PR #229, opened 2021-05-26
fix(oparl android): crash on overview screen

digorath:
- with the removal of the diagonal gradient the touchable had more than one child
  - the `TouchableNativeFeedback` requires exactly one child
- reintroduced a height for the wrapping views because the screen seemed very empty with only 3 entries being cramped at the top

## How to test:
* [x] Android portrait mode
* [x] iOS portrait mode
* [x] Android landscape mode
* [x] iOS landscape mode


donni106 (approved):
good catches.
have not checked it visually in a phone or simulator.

---------------

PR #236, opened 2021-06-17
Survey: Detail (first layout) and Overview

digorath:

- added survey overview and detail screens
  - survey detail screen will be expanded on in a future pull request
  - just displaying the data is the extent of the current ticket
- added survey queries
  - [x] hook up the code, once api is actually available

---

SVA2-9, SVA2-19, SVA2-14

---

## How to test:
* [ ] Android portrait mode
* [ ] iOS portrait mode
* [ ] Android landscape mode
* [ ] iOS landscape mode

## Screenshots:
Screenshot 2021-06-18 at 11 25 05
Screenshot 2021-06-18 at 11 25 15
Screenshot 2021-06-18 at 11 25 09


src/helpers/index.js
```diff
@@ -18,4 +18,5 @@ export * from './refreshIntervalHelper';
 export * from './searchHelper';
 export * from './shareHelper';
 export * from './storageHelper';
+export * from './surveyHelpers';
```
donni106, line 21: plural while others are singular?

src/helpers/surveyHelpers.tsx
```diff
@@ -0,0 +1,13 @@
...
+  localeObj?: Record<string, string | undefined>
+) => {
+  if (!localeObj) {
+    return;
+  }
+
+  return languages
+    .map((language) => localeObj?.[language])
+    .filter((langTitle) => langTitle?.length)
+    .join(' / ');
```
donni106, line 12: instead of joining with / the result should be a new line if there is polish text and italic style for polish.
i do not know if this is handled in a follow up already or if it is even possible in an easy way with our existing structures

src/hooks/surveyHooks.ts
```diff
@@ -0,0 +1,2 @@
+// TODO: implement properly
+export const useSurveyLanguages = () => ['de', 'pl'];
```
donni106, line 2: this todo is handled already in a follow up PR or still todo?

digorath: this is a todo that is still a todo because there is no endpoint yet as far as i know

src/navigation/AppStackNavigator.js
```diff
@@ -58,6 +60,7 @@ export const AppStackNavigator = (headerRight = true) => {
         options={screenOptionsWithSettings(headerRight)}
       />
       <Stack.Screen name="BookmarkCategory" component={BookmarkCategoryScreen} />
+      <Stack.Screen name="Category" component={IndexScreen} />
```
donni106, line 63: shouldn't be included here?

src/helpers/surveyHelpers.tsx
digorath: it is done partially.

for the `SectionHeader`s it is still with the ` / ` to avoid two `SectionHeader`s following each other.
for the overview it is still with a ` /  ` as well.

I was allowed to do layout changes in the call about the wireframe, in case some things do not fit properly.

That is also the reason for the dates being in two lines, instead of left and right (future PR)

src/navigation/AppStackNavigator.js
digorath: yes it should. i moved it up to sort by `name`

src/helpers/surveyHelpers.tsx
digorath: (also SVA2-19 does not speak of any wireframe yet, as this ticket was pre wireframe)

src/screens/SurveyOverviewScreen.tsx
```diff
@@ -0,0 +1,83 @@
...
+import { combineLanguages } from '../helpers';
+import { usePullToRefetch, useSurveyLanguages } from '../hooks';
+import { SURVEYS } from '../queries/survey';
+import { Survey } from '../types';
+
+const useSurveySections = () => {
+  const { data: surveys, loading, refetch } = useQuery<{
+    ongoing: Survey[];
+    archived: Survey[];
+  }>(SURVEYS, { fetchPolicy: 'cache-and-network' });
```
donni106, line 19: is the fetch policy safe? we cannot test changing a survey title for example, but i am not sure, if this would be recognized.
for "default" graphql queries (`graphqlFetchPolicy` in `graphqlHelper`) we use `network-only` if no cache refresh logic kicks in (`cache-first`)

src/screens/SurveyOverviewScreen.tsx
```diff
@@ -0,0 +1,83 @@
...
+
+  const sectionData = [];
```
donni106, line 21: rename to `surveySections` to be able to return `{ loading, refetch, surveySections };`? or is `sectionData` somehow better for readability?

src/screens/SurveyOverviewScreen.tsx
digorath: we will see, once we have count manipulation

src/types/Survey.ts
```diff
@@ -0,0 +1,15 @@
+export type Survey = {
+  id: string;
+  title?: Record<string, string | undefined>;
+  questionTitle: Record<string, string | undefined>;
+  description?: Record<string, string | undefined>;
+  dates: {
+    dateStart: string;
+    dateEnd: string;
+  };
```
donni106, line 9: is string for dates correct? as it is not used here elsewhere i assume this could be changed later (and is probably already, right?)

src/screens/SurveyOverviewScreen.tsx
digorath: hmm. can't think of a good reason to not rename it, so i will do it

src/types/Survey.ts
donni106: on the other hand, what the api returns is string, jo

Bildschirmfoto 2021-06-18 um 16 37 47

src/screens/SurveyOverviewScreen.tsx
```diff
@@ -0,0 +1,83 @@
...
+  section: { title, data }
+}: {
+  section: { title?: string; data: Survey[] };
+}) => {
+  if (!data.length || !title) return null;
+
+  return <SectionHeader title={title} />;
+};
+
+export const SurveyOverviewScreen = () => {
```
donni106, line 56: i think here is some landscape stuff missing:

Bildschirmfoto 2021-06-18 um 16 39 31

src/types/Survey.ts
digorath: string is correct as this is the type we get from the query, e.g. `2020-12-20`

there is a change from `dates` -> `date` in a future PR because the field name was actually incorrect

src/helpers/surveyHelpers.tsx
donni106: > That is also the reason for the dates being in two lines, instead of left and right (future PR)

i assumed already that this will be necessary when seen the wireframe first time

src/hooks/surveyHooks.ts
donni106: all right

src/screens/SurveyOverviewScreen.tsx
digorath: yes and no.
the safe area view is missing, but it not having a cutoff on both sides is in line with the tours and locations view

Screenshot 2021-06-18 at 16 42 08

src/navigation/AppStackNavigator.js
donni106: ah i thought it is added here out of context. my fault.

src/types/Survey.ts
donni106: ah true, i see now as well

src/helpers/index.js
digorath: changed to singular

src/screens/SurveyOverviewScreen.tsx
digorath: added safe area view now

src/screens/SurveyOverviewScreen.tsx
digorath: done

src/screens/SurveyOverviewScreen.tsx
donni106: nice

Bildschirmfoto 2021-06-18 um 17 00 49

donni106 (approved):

---------------

**Try it**
Restate word for word the entries above from the line with "PR #229, opened 2021-05-26" through the line with "[x] iOS landscape mode", inclusive, leaving out everything else.

**Output below**
PR #229, opened 2021-05-26
fix(oparl android): crash on overview screen

digorath:
- with the removal of the diagonal gradient the touchable had more than one child
  - the `TouchableNativeFeedback` requires exactly one child
- reintroduced a height for the wrapping views because the screen seemed very empty with only 3 entries being cramped at the top

## How to test:
* [x] Android portrait mode
* [x] iOS portrait mode
* [x] Android landscape mode
* [x] iOS landscape mode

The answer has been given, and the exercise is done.